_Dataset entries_
== == ==

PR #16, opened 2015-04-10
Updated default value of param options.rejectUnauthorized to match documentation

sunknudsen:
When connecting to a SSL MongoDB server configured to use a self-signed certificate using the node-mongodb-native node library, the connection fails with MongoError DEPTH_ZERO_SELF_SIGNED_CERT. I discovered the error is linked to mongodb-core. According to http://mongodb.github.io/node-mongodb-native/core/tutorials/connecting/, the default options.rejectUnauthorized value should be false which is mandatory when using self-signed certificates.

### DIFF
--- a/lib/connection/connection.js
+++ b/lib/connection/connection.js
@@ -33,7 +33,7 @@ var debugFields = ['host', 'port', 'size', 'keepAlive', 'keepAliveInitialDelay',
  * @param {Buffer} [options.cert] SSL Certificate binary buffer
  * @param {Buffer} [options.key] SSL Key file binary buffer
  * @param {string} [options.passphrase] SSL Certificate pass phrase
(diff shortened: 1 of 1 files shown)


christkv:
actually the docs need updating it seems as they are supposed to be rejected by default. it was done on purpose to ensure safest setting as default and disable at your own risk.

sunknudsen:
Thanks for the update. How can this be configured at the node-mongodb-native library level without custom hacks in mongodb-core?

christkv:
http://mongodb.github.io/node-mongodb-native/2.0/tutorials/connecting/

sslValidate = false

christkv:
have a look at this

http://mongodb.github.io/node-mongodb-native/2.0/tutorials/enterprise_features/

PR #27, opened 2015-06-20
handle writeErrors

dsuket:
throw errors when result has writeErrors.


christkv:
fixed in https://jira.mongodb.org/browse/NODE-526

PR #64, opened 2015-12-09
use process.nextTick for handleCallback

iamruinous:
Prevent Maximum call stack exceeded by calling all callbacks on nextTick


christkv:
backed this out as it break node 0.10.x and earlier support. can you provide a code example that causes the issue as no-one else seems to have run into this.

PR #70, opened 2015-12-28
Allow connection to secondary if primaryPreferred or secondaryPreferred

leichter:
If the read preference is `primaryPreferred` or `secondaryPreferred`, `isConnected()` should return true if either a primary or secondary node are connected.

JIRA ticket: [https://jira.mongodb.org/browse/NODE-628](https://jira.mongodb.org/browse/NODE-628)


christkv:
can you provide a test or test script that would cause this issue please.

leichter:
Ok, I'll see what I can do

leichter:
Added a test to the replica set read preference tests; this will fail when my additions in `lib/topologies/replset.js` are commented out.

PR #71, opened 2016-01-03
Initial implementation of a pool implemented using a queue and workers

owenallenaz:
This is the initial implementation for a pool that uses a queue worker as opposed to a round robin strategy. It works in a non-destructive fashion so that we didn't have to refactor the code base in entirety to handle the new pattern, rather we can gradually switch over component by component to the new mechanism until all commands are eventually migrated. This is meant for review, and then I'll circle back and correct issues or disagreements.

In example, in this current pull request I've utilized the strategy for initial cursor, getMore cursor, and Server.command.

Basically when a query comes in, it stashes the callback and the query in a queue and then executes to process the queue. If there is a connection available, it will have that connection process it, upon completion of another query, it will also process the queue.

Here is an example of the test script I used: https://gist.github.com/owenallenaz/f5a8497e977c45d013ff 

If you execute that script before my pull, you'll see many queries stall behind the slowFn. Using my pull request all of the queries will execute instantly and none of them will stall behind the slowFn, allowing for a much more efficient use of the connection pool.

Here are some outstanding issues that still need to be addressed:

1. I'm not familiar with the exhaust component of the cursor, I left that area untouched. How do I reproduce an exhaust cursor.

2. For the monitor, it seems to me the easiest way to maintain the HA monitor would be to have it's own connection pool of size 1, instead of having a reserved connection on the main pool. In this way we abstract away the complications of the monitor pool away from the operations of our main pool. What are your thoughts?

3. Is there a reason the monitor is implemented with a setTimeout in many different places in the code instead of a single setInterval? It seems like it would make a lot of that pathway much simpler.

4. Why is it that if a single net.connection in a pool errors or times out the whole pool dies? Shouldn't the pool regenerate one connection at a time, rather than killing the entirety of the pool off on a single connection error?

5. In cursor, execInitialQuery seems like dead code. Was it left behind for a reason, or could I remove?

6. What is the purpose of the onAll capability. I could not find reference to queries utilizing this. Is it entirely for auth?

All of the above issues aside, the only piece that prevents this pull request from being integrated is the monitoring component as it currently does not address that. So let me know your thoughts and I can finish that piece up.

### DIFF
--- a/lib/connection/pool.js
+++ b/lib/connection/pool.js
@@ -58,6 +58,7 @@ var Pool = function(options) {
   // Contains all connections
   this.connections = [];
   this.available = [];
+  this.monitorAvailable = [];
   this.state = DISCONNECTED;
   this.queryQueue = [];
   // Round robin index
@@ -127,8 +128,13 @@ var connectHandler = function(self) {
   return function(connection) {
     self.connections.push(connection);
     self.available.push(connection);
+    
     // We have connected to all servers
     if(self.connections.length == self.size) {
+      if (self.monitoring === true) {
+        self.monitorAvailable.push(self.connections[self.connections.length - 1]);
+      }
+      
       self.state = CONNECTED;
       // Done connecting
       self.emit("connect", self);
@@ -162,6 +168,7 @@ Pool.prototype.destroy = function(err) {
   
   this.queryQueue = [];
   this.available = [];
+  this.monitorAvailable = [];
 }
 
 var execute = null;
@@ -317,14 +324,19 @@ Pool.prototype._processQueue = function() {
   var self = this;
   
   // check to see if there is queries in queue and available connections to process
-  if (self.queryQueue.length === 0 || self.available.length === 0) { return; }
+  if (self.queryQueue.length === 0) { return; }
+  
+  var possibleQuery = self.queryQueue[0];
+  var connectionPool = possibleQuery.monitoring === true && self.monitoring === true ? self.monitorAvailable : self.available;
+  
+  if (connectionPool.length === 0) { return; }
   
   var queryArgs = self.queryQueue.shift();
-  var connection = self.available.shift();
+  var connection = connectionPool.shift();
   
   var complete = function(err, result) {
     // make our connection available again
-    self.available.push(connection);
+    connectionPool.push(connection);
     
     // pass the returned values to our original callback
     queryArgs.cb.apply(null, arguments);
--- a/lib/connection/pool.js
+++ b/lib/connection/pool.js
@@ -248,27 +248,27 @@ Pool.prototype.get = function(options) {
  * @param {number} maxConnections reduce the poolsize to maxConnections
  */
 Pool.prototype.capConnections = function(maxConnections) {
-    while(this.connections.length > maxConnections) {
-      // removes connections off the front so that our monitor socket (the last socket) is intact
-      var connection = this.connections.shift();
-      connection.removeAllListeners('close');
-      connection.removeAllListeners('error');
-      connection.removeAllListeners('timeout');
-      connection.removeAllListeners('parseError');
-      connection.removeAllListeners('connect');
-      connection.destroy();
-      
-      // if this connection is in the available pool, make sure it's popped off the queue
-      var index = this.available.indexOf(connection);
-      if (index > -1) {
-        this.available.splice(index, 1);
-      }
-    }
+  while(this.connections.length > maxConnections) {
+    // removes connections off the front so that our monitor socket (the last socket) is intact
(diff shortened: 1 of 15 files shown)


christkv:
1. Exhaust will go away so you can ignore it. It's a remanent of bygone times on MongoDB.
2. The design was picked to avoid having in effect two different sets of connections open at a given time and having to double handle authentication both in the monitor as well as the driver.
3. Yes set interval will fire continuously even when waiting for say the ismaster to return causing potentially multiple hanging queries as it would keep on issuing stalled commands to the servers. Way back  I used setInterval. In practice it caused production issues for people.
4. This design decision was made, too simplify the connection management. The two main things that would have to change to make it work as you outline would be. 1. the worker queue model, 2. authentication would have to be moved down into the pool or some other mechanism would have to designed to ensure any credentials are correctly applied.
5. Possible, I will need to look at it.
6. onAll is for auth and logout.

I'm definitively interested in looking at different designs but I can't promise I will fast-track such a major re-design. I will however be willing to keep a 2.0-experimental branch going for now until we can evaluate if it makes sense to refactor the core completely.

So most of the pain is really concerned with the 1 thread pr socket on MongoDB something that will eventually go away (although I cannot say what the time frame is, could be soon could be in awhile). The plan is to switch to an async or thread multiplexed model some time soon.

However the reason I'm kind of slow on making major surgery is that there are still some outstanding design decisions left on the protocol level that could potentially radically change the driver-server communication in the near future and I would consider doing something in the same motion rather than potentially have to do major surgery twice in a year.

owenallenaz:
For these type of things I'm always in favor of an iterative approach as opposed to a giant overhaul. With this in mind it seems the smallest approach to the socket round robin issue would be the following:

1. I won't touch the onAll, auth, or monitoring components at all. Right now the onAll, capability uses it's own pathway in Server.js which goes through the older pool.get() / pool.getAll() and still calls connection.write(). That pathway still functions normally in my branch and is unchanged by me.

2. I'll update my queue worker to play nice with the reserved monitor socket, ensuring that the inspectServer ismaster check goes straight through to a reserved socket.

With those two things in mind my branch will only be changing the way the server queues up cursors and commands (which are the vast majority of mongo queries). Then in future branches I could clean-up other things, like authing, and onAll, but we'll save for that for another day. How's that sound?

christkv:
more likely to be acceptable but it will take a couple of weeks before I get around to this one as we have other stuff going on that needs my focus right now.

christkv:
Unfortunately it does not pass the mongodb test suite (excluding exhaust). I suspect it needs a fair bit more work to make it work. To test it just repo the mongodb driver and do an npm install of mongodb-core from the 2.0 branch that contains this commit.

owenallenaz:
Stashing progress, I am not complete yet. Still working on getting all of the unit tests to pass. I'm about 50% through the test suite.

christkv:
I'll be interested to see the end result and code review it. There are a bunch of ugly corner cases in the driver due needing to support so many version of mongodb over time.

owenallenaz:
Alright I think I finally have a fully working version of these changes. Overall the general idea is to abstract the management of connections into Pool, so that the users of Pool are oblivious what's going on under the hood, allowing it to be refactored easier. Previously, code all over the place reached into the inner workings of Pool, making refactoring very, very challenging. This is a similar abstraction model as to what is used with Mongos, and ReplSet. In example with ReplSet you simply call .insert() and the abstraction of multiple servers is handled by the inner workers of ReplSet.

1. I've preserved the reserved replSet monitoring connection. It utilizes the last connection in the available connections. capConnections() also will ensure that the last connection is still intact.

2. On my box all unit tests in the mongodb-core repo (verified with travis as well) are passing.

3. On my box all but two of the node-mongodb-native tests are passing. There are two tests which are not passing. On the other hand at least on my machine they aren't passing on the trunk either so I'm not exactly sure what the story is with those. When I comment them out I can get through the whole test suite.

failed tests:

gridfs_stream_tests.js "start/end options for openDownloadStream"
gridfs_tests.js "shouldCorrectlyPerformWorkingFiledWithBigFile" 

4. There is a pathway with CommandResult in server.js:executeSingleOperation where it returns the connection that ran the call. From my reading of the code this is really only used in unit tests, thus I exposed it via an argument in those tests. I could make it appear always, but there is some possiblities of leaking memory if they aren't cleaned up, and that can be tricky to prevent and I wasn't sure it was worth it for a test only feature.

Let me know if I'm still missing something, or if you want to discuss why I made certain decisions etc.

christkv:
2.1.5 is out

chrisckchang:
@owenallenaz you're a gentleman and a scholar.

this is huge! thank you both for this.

== == ==

Within the records, on how many lines does the word "only" appear? Provide the number alone.

_ANSWER TO THE EXERCISE_
3